In the context of the 14th Conference of the Parties to be held in Poznan in December 2008, this paper discusses the REDD mechanism (Reducing Emissions from Deforestation and Degradation) which is currently under negotiation. As the role of the market is a central element in these discussions, the author explains the terms of the debate in order to enable a better understanding of the issues at stake in the upcoming decision-making process.

There are three main implications of a market mechanism:
• A precise quantification of emission reductions in comparison to a reference scenario is a challenge with consequences for the optimal allocation of financial resources (where efforts are made), and thus on the economic efficiency of the mechanism.
• The nature and status of the property rights on forest resources are key to the fair redistribution of benefits accrued from the sale of carbon credits. Generally, these rights (use and ownership) will greatly determine whether seemingly lower cost emission reduction activities will properly take into account the opportunity costs.

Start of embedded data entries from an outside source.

PR #1075, opened 2022-04-03
Stop-watch

LukaszGryziewicz:
I completed the task with grid, since it seemed to be the most efficient, I hope no one will mind since this is an optional task 😄 

P.S. I forgot to add variables to git in the first commit, so they are located in the second one.

- [DEMO LINK](https://LukaszGryziewicz.github.io/layout_stop-watch/)

### DIFF
--- a/src/styles/blocks/clock.scss
+++ b/src/styles/blocks/clock.scss
@@ -1,0 +1,45 @@
+.clock {
+  display: grid;
+  justify-items: center;
+  align-items: center;
+  height: 100vh;
+
+  //this gives the same position to all children
+  & * {
+    grid-column: 1;
+    grid-row: 1;
+  }
+
+  &__pin {
+    z-index: 1;
+    @include circle(25px);
+    background-color: $pale-blue;
+  }
+
+  &__hand-minute {
+    @include rotateClockwise(60s);
+    width: 15px;
+    height: $hand-minute-height;
+    border-radius: 8px;
+    margin-bottom: $hand-minute-height;
+    background-color: $pale-blue;
+  }
+
+  &__hand-second {
+    @include rotateClockwise(1s);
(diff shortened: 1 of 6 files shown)


src/styles/main.scss
```diff
@@ -0,0 +1,11 @@
+@import "utils/variables";
+@import "utils/mixins";
+@import "blocks/clock";
+
+* {
+  box-sizing: border-box;
```
andreisucman, line 6: When I remove this `box-sizing` property nothing changes, so it's probably redundant here. But I wouldn't call it a mistake.

src/styles/blocks/clock.scss
```diff
@@ -0,0 +1,45 @@
...
+  display: grid;
+  justify-items: center;
+  align-items: center;
+  height: 100vh;
+
+  //this gives the same position to all children
+  & * {
+    grid-column: 1;
+    grid-row: 1;
+  }
```
andreisucman, line 11: Great idea,

src/styles/blocks/clock.scss
```diff
@@ -0,0 +1,45 @@
...
+
+  @keyframes rotate {
+    0% {
+      transform: rotate(0deg);
+    }
+    100% {
+      transform: rotate(360deg);
+    }
+  }
```
andreisucman, line 44: Maybe animations also deserve a separate file, but I'm not sure.

andreisucman (approved):
This watch is fire.

src/styles/blocks/clock.scss
ihor-jpeg, line 11: does every parent also has display grid? because children only means direct children

ihor-jpeg (approved):
Well done!

PR #1078, opened 2022-04-05
the clock is ticking

ZUBOV-ILLIA:
- [DEMO LINK](https://ZUBOV-ILLIA.github.io/layout_stop-watch/)


ZUBOV-ILLIA:
The main idea of using mixins and variables here is that changing one clock size value affects all other internal sizes!

EnjSadman (approved):

Anna-Tkachenko (approved):
Well Done! ✔️

PR #1098, opened 2022-04-11
Watches first re

ghost:
- [DEMO LINK](https://Oleksij-Kozakovskyj.github.io/layout_stop-watch/)

### DIFF
--- a/src/styles/main.scss
+++ b/src/styles/main.scss
@@ -1,8 +1,4 @@
 .clock-face {
-  box-sizing: border-box;
-  border: solid;
-  border-radius: 50%;
-  border-color: black;
   height: 500px;
   width: 500px;
   position: relative;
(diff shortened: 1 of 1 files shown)


src/index.html
```diff
@@ -1,14 +1,19 @@
...
+    <meta http-equiv="X-UA-Compatible" content="ie=edge">
+    <title>Stop watch</title>
+    <link rel="stylesheet" href="./styles/main.scss">
+  </head>
+  <body>
+    <div class="arrow-min"></div>
+    <div class="arrow-sec"></div>
+    <div class="clock-face">
+      <div class="clock-face__fix"></div>
+    </div>
```
ZUBOV-ILLIA, line 16: `<div class="clock-face">` unnecessary here.
you can leave only `<div class="clock-face__fix"></div>`

ZUBOV-ILLIA (changes requested):
Something wrong with positions, because arrows not in center.

src/index.html
Denchepornyuk, line 16: I believe you can use one div instead of two

Denchepornyuk (approved):

PR #4102, opened 2026-03-19
add stopwatch layout

linska:


linska:
The current setup uses left bottom + translateX(-50%), so the element is visually re-centered before rotation. Because of that, the pivot point is effectively correct even if the origin value looks unconventional.

The resulting animation matches the expected behavior.

PR #4107, opened 2026-03-20
implement stopwatch layout

sonik-boom71:
DEMO LINK
https://sonik-boom71.github.io/layout_stop-watch/

- [x] Stopwatch is centered on the page
- [x] Stopwatch uses only CSS animations
- [x] Second hand rotates in 60s with linear timing
- [x] Minute hand rotates in 60min with steps(60)
- [x] speed-up modifier works correctly
- [x] backstopConfig.js uses my own GitHub Pages URL


brespect (changes requested):
Good job, but lets fix all tests beore requesting the review

PR #4204, opened 2026-08-03
Implement stopwatch with CSS animations

luanstipp2018-arch:
Rotate minute and second hands via keyframes + transform, with a speed-up BEM modifier that shortens both animation durations.


luanstipp2018-arch (commented):
...

luanstipp2018-arch (commented):
...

• The notion of reward is favoured rather than compensation, and governments are thus encouraged to maximise the profits of deforestation reduction. This could lead to a preference for domestic policies that favour a reduction in agricultural rents and, in consequence, a reduction of local revenues; rather than desirable policies that increase forest rents and as such are likely to be the only ones capable of increasing local revenues and tackling poverty.